"""
PR #254, opened 2018-02-13
Add pagination container for AllHotelsSearchList

### LINKED ISSUE #249: Investigate why we get only small amount of hotels from API
There are complains that we are showing only small amount of hotels compare to Booking.com. Please investigate what is going on. Are there default limits? (I don't think so) Is Booking.com API returning only limited results? How to fix that? Thanks...

tbergq:
closes #249 

https://github.com/kiwicom/graphql/pull/4
must be merged before this PR


app/hotels/src/allHotels/AllHotelsSearchList.js
```diff
@@ -42,47 +106,91 @@ export class AllHotelsSearchList extends React.Component<Props> {
...
-          })}
-        </ScrollView>
+        <View style={styles.container}>
+          <FlatList
+            data={hotels}
+            renderItem={this.renderListItem}
+            keyExtractor={this.keyExtractor}
+            onEndReached={this.loadMore}
+          />
+          {this.renderLoadingIndication()}
```
mrtnzlml: I will have to stop accepting this pattern. I think we have components so let's use them... 🙂

app/hotels/src/allHotels/AllHotelsSearchList.js
```diff
@@ -2,38 +2,102 @@
 
 import * as React from 'react';
 import idx from 'idx';
-import { createFragmentContainer, graphql } from 'react-relay';
-import { ScrollView, Text } from 'react-native';
-import { CenteredView, Logger } from '@kiwicom/react-native-app-shared';
+import { createPaginationContainer, graphql } from 'react-relay';
+import type { Relay } from 'react-relay';
```
mrtnzlml: Are you sure this type actually exists? It seems that I can replace the props with this:

```diff
- relay: Relay,
+ relay: any,
```

and it still works. This is what actually happens when you import non-existent type. I would replace it with something more obvious if it's intentional:

```diff
- relay: Relay,
+ relay: $FlowFixMeProps,
```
"""
● **Problem details**
Give back every entry exactly.

● **Solution for this exercise**
PR #254, opened 2018-02-13
Add pagination container for AllHotelsSearchList

### LINKED ISSUE #249: Investigate why we get only small amount of hotels from API
There are complains that we are showing only small amount of hotels compare to Booking.com. Please investigate what is going on. Are there default limits? (I don't think so) Is Booking.com API returning only limited results? How to fix that? Thanks...

tbergq:
closes #249 

https://github.com/kiwicom/graphql/pull/4
must be merged before this PR


app/hotels/src/allHotels/AllHotelsSearchList.js
```diff
@@ -42,47 +106,91 @@ export class AllHotelsSearchList extends React.Component<Props> {
...
-          })}
-        </ScrollView>
+        <View style={styles.container}>
+          <FlatList
+            data={hotels}
+            renderItem={this.renderListItem}
+            keyExtractor={this.keyExtractor}
+            onEndReached={this.loadMore}
+          />
+          {this.renderLoadingIndication()}
```
mrtnzlml: I will have to stop accepting this pattern. I think we have components so let's use them... 🙂

app/hotels/src/allHotels/AllHotelsSearchList.js
```diff
@@ -2,38 +2,102 @@
 
 import * as React from 'react';
 import idx from 'idx';
-import { createFragmentContainer, graphql } from 'react-relay';
-import { ScrollView, Text } from 'react-native';
-import { CenteredView, Logger } from '@kiwicom/react-native-app-shared';
+import { createPaginationContainer, graphql } from 'react-relay';
+import type { Relay } from 'react-relay';
```
mrtnzlml: Are you sure this type actually exists? It seems that I can replace the props with this:

```diff
- relay: Relay,
+ relay: any,
```

and it still works. This is what actually happens when you import non-existent type. I would replace it with something more obvious if it's intentional:

```diff
- relay: Relay,
+ relay: $FlowFixMeProps,
```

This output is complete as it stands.